(Record set Opens)
PR #1358, opened 2015-01-07
[Sprint: 41] XD-2416: Handle escaped quotes according to outer quotes

ericbottard:
Had a discussion with @aclement about this. Finally decided not to handle escapes at the Tokenizer level because
1. less regression risks
2. one could even argue if we do that, then the token payload should not contain the outer quotes IMO. So even more regression risks.


dturanski:
LGTM; merged

PR #1360, opened 2015-01-07
XD-2567: Rabbit Bus - Strip DeliveryMode Header

garyrussell:
JIRA: https://jira.spring.io/browse/XD-2567

Now that the sink is in a different classloader, the
MessagePropertiesConverter cannot cast the deliverymode header.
(Record set Closes)
Every record, start to finish: reproduce it word for word.

Written solution:
PR #1358, opened 2015-01-07
[Sprint: 41] XD-2416: Handle escaped quotes according to outer quotes

ericbottard:
Had a discussion with @aclement about this. Finally decided not to handle escapes at the Tokenizer level because
1. less regression risks
2. one could even argue if we do that, then the token payload should not contain the outer quotes IMO. So even more regression risks.


dturanski:
LGTM; merged

PR #1360, opened 2015-01-07
XD-2567: Rabbit Bus - Strip DeliveryMode Header

garyrussell:
JIRA: https://jira.spring.io/browse/XD-2567

Now that the sink is in a different classloader, the
MessagePropertiesConverter cannot cast the deliverymode header.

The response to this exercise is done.